RECORD EXTRACTS:
^^^^^^^^^^^^^^^^

PR #948, opened 2019-04-25
Daily helper notifications. Fixes #911.

### LINKED ISSUE #911: Batch helper mails
I think it would be more efficient and less spammy to group the "hey this event needs your help" emails into a daily (if any are sent that day) in to a "hey these events need your help" that is sent at midnight also spotlighting other events that still need help,

Thanks

thijsdortmann:


resources/views/emails/dailyhelpermail.blade.php
```diff
@@ -0,0 +1,77 @@
...
+    </p>
+
+    @php $i = 0; @endphp
+
+    @foreach($events as $eventId => $event)
+
+        @php
+
+            // This is done in this template in order to prevent the jobs table from containing large amounts of event data.
+            $event->event = Proto\Models\Event::find($eventId);
```
jonathanjuursema: Please include withTrashed so the mail does not fail if an event is deleted after dispatching the mail.

jonathanjuursema: Also, Event is aliased so you don't need to include the whole namespace.

PR #980, opened 2019-07-23
Add PIN support to OmNomCom administration. (Fixes #978)

### LINKED ISSUE #978: SumUp integration
Proto recently ordered a SumUp, this of course requiers some integration to replace the current cash payment system. 
short term: we need a way to select payment by pin on the tipcie store. intially a smartphone can be used to communicate with the SumUp
Long term: preferably a single button press would be enough to transfer the payment directly to the sumup, without the use of an additional smartphone

jonathanjuursema:


database/migrations/2019_07_23_195454_add_pin_to_omnomcom.php
```diff
@@ -0,0 +1,32 @@
...
+{
+    /**
+     * Run the migrations.
+     *
+     * @return void
+     */
+    public function up()
+    {
+        Schema::table('orderlines', function (Blueprint $table) {
+            $table->datetime('payed_with_bank_card')->after('payed_with_cash')->nullable()->default(null);
```
JonaMata: Why is this a datetime? Shouldn't it be a boolean?

resources/views/omnomcom/store/show.blade.php
```diff
@@ -721,9 +721,18 @@
...
+        </span>
         @if($store->cash_allowed)
-            <span id="purchase-cash-initiate" class="button inactive">Complete with cash</span>
+            <span id="purchase-cash-initiate" class="button inactive">
+                <i class="fas fa-coins mr-2"></i> Complete with cash
+            </span>
+        @endif
+        @if($store->bank_card_allowed)
+            <span id="purchase-bank-card-initiate" class="button inactive">
+                <i class="fas fa-credit-card mr-2"></i> Complete with PIN
```
JonaMata: PIN might suggest that the payment is completed with a PIN code instead of a bank card.

PR #1037, opened 2019-11-23
(Re)implement basic database seeder for development environment

thijsdortmann:


database/factories/MemberFactory.php
```diff
@@ -0,0 +1,17 @@
...
+
+/** @var $factory Closure */
+$factory->define(Proto\Models\Member::class,
+    function (Faker $faker) {
+        $picktime = $faker->dateTimeInInterval('April 20, 2011', 'now');
+        return [
+            'proto_username' => strtolower(str_random(16)),
+            'created_at' => $faker->dateTime($picktime)->format('Y-m-d H:i:s'),
+            'deleted_at' => (mt_rand(0, 1) === 1 ? null : $faker->dateTimeBetween($picktime, '+1 year')->format('Y-m-d H:i:s')),
+            'is_lifelong' => mt_rand(0, 20) > 15 ? 1 : 0,
```
jonathanjuursema: Maybe you could use these ratios here: https://www.proto.utwente.nl/queries/membership_totals

database/seeds/OtherDataSeeder.php
```diff
@@ -0,0 +1,141 @@
...
+                'user_id' => $users[array_rand($users)],
+                'product_id' => $p->id,
+                'original_unit_price' => $p->price,
+                'units' => $u,
+                'total_price' => $u * $p->price,
+                'created_at' => $d
+            ];
+
+            if (mt_rand(1, 100) == 1) {
+                // Simulate Pay via Cash
```
jonathanjuursema: Payed with card seems more relevant now.

database/seeds/OtherDataSeeder.php
```diff
@@ -0,0 +1,141 @@
...
+        factory(User::class, $n)->create()->each(function ($user) {
+            /** @var $user User */
+            if (mt_rand(1, 5) > 1) {
+                $user->address()->save(factory(Address::class)->make());
+            }
+            if (mt_rand(1, 5) > 1) {
+                $user->bank()->save(factory(Bank::class)->make());
+            }
+            if (mt_rand(1, 5) > 1) {
+                $user->member()->save(factory(Member::class)->make());
```
jonathanjuursema: Members required an address and bank details, so a check for presence of these is necessary. Alternatively, check if a user is member, then add address and bank, otherwise, add address and bank only at random.

database/seeds/OtherDataSeeder.php
```diff
@@ -0,0 +1,141 @@
...
+            }
+        });
+
+        $users = array_merge(array_rand(User::all()->pluck('id')->toArray(), 75), [1]);
+
+        // Create orderlines
+        $n = 10000;
+        echo "Creating $n orderlines" . PHP_EOL;
+
+        $mintime = date('U', strtotime('April 20, 2011'));
```
jonathanjuursema: Perhaps it ie enough to create a number of orderlines in the past 3 months or so. Further back does not add extra.

database/factories/MemberFactory.php
thijsdortmann: I made some approximations based on these ratios.

database/seeds/OtherDataSeeder.php
thijsdortmann: Agreed and changed!

database/seeds/OtherDataSeeder.php
thijsdortmann: I now create address and bank at the same time as the member object, and sprinkle in some additional bank details and addresses for other users.

database/seeds/OtherDataSeeder.php
thijsdortmann: Past year it is :)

^^^^^^^^^^^^^^^^

EXERCISE DETAILS: Using the entries above, state the number of lines that include "April". Add nothing else.

OUTPUT OF THE TASK: 2